**** RECORDS FOR THIS TASK

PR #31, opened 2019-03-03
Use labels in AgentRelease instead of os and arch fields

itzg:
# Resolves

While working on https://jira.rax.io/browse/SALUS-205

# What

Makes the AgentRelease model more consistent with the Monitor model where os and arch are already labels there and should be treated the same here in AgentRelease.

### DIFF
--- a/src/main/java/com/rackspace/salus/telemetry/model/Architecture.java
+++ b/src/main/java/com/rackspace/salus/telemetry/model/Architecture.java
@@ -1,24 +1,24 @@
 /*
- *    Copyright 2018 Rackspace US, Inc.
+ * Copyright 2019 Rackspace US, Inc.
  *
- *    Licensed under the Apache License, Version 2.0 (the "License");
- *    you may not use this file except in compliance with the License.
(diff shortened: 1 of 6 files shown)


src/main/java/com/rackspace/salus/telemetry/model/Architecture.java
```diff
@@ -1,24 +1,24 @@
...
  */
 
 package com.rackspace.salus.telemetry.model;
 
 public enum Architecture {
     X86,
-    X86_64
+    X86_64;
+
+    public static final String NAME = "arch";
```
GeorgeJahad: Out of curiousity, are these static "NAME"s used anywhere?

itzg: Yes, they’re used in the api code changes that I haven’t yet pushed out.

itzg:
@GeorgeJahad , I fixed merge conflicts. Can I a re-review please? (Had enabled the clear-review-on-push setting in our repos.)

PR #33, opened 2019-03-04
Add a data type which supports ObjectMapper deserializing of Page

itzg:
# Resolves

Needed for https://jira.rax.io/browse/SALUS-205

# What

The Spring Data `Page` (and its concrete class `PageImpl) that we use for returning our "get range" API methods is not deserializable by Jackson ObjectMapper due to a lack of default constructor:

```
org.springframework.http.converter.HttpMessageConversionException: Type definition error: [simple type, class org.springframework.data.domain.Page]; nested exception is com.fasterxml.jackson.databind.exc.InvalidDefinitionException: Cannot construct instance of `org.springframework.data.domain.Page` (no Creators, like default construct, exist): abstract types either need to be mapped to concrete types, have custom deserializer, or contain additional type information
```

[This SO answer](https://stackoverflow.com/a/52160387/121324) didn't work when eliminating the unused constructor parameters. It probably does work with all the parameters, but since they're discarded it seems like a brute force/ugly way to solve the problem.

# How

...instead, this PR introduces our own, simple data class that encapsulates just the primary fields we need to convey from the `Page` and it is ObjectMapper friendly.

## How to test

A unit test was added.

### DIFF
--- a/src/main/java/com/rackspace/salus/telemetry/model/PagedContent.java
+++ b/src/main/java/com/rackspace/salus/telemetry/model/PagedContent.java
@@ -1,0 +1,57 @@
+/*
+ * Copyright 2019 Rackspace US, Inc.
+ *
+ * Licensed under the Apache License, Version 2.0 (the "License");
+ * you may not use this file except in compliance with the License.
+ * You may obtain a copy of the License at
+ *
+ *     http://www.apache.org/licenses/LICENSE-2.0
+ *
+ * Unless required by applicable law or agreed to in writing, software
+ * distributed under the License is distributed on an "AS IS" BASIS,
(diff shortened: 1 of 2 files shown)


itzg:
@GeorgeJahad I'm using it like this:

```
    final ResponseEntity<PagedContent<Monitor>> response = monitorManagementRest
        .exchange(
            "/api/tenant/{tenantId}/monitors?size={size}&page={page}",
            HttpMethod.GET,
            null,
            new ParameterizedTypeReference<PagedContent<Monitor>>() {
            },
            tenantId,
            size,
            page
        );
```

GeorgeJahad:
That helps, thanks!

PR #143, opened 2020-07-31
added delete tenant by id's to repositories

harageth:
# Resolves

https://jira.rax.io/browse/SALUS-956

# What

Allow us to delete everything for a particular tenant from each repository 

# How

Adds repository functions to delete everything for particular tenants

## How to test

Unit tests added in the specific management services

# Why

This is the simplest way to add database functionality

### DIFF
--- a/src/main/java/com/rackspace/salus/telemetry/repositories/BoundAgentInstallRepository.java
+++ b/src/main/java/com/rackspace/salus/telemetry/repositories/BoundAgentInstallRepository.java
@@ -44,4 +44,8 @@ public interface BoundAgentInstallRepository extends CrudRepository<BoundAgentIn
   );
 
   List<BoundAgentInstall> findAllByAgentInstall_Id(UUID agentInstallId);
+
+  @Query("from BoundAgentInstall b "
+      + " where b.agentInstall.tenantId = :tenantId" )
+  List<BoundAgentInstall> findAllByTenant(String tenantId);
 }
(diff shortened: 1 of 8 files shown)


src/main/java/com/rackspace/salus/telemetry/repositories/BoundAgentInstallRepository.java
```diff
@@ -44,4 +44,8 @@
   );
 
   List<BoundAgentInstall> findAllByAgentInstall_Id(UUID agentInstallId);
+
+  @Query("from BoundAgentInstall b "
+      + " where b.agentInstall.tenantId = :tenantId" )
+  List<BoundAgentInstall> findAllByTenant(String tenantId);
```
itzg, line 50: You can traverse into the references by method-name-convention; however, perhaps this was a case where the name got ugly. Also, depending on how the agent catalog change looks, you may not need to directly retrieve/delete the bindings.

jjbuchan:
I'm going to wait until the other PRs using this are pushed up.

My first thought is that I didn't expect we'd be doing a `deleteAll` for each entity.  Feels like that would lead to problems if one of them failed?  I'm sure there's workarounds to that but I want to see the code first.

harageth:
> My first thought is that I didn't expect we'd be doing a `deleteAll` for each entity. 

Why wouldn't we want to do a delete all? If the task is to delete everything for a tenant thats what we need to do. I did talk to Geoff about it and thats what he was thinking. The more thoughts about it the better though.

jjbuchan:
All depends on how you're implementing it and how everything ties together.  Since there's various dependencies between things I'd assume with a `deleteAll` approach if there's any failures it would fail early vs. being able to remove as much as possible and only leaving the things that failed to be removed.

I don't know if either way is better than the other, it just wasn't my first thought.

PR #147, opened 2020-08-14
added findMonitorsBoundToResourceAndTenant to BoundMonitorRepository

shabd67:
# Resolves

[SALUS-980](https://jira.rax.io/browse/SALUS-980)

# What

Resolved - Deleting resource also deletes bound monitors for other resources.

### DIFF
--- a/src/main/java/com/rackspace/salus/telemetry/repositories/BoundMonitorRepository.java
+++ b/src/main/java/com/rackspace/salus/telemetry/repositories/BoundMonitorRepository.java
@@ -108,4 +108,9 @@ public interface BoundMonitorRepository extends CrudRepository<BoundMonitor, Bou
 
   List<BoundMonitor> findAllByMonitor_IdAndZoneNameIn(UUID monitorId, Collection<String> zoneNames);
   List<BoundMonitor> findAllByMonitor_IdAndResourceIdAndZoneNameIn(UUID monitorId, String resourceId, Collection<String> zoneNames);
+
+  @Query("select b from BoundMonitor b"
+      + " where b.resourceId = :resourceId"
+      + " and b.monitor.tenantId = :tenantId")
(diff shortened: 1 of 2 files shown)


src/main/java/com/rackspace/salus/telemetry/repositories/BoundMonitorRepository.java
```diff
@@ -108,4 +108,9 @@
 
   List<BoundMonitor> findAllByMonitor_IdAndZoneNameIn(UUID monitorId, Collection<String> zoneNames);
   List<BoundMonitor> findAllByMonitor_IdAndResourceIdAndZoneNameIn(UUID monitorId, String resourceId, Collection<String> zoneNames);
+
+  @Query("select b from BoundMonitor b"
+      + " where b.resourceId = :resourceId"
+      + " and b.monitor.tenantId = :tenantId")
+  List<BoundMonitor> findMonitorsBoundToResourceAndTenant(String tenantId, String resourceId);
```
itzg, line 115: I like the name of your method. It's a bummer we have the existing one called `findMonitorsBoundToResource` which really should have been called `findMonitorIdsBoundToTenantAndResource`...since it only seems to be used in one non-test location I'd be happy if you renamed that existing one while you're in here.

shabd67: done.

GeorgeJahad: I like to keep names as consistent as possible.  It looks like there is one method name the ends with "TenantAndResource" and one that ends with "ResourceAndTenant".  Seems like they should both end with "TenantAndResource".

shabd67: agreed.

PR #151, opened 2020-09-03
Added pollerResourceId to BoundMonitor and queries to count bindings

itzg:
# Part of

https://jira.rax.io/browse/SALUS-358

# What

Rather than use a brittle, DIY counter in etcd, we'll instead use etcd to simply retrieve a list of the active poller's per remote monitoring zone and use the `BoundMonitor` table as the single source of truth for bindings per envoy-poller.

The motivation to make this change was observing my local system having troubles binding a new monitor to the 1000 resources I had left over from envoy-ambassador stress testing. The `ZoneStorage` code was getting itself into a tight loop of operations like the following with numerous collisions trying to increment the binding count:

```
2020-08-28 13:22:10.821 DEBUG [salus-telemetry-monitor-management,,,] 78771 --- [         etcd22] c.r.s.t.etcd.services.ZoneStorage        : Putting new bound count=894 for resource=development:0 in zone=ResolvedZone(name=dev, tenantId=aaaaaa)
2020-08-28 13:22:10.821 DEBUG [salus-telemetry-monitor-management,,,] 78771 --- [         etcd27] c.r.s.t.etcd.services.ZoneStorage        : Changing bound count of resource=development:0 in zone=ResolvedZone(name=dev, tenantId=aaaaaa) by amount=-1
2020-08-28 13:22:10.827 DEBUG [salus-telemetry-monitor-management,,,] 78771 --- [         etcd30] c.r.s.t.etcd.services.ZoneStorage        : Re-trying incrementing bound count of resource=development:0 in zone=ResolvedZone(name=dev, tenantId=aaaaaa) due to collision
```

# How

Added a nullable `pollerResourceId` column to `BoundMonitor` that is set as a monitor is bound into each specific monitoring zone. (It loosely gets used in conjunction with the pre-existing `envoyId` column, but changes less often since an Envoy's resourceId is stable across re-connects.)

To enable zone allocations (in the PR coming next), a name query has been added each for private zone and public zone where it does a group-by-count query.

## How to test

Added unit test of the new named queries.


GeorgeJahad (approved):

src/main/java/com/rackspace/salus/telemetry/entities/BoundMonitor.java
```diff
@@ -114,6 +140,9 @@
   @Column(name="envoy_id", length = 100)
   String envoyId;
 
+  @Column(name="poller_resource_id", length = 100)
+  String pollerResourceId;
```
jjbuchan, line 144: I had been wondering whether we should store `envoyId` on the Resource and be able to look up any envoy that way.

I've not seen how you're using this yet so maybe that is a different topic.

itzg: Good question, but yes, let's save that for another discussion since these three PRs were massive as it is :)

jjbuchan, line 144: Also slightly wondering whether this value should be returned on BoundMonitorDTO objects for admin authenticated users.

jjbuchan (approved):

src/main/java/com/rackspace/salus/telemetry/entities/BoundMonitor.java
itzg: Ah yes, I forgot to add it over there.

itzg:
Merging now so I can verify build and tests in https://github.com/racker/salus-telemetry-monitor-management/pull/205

********

EXERCISE -> Every line that holds the word "interface" should be copied from the records.

REPLY ->
@@ -44,4 +44,8 @@ public interface BoundAgentInstallRepository extends CrudRepository<BoundAgentIn
@@ -108,4 +108,9 @@ public interface BoundMonitorRepository extends CrudRepository<BoundMonitor, Bou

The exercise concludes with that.